EXERCISE REQUIREMENTS>
Across the records that follow, how many lines contain the string "placement"? Answer with the number only.

___ DATA

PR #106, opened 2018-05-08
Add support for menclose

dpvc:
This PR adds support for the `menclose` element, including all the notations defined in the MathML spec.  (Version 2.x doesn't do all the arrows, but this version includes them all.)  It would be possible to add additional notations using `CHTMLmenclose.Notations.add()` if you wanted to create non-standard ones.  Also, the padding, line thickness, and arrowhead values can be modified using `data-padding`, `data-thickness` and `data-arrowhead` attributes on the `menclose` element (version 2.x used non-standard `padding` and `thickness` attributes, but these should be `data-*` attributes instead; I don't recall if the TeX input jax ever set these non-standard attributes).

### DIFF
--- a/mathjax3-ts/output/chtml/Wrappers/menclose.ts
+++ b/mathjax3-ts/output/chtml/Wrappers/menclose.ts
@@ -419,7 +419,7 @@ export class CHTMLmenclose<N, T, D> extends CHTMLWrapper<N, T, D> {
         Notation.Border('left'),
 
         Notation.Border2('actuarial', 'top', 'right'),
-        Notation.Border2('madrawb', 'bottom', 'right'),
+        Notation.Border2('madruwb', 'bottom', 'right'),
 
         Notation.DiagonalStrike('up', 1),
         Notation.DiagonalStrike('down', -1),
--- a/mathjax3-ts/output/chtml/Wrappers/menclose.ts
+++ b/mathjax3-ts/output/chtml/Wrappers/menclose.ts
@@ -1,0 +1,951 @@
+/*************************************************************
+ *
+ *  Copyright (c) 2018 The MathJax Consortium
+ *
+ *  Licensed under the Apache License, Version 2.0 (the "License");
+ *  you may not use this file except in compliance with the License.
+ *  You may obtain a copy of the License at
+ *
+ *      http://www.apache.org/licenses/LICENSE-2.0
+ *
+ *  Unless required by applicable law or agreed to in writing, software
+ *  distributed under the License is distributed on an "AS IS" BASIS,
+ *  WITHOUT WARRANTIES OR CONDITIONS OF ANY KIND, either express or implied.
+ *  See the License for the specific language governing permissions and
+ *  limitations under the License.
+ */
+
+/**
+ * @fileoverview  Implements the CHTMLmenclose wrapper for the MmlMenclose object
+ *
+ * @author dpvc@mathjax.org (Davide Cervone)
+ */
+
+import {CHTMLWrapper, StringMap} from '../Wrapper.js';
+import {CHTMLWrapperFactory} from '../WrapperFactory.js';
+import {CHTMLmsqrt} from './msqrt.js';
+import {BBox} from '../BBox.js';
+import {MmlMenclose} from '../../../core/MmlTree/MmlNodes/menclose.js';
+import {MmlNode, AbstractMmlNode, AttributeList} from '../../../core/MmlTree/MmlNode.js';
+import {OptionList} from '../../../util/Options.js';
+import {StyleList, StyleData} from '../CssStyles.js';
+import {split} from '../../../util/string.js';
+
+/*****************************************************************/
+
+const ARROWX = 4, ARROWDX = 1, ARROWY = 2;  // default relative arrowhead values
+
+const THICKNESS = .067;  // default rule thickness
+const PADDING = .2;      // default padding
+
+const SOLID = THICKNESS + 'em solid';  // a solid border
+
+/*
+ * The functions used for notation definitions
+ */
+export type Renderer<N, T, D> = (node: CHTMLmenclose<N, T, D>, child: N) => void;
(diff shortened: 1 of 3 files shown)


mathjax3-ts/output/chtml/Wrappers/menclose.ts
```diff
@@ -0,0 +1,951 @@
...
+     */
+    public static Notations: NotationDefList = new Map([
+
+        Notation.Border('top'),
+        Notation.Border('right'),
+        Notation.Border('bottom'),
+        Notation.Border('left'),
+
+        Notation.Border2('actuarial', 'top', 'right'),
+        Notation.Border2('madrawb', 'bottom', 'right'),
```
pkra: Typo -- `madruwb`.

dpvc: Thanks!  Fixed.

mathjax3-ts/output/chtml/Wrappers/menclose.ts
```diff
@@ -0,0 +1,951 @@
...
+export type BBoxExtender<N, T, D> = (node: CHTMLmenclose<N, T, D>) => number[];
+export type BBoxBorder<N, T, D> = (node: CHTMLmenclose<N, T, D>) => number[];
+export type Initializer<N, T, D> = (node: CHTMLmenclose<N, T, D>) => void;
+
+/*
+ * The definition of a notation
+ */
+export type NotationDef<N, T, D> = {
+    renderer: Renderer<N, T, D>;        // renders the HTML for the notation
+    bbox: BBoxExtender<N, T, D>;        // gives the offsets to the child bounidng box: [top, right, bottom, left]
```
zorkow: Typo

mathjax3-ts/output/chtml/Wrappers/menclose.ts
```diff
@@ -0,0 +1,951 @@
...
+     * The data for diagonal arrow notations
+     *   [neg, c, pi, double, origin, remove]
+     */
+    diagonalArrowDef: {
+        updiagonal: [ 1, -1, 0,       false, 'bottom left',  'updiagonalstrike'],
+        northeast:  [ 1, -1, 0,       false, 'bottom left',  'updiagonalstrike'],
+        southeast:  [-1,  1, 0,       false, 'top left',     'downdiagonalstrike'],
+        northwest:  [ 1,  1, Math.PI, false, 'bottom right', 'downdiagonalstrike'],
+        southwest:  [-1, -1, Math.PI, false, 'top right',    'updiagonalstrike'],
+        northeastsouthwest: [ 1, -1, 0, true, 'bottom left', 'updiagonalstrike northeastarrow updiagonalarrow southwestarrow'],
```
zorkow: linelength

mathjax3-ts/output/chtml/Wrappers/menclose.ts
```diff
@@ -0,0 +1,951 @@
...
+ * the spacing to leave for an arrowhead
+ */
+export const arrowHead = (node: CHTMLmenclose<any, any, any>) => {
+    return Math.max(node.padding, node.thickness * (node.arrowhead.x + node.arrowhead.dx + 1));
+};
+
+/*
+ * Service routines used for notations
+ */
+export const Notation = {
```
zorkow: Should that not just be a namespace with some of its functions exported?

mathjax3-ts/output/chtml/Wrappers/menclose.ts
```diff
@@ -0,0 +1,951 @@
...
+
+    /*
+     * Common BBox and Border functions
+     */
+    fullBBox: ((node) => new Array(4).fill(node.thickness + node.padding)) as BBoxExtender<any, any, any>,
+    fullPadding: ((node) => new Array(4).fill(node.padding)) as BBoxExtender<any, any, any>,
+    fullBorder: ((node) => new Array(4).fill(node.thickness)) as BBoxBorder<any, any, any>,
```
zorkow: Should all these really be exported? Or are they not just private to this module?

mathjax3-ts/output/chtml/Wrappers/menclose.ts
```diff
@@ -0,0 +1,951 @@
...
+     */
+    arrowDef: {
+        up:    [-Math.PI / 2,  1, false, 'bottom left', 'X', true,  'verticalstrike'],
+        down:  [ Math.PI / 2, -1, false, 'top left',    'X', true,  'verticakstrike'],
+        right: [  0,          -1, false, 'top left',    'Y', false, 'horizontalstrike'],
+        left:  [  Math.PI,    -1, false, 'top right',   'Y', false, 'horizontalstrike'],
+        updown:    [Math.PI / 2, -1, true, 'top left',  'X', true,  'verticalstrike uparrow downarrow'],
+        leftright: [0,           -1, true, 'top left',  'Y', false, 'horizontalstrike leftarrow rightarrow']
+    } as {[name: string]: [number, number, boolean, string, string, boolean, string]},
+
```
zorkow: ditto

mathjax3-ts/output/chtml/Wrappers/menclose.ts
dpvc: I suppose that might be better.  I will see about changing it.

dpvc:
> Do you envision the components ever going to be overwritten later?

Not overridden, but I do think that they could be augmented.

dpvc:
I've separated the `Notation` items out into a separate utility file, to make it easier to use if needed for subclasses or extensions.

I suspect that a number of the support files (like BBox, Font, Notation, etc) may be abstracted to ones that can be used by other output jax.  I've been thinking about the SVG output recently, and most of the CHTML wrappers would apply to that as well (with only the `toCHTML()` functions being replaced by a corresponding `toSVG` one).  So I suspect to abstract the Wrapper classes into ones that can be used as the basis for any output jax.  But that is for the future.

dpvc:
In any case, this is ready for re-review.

______
___ DATA

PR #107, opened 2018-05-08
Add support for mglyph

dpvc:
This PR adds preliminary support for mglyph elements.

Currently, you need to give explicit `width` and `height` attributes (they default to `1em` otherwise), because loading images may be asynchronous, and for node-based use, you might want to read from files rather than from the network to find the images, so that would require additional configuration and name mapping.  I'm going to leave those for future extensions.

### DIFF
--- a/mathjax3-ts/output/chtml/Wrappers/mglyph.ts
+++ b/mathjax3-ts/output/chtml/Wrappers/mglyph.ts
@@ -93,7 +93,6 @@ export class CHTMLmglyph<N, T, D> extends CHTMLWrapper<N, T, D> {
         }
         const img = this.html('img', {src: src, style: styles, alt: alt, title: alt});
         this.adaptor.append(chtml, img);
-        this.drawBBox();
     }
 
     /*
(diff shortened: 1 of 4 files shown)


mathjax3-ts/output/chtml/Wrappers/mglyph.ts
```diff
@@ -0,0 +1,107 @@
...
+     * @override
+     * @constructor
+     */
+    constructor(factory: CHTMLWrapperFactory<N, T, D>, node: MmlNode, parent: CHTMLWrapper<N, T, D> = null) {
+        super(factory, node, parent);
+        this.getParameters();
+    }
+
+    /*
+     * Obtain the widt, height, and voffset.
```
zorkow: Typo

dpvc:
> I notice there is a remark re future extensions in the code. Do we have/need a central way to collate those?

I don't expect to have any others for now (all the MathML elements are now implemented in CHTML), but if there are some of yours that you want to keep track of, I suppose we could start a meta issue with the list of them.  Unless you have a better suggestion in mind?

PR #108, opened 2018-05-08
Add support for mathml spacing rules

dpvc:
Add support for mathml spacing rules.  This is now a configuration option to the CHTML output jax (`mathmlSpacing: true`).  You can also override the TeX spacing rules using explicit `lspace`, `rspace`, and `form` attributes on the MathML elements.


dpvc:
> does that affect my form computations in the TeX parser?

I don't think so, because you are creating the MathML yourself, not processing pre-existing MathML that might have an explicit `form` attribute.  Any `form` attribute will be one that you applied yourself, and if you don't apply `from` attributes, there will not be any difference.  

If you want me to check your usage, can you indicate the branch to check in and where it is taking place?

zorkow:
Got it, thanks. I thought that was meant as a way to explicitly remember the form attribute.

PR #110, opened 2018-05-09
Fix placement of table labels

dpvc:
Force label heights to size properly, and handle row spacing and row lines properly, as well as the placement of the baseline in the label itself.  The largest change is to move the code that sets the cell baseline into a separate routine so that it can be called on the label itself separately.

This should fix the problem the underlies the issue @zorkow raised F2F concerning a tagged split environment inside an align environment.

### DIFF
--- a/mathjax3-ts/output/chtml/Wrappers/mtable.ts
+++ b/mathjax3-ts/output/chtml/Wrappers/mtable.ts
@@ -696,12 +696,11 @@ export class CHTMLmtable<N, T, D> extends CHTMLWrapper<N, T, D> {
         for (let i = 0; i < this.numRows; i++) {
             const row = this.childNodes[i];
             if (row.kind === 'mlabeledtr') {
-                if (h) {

______

RESULT FOR THIS EXERCISE>
2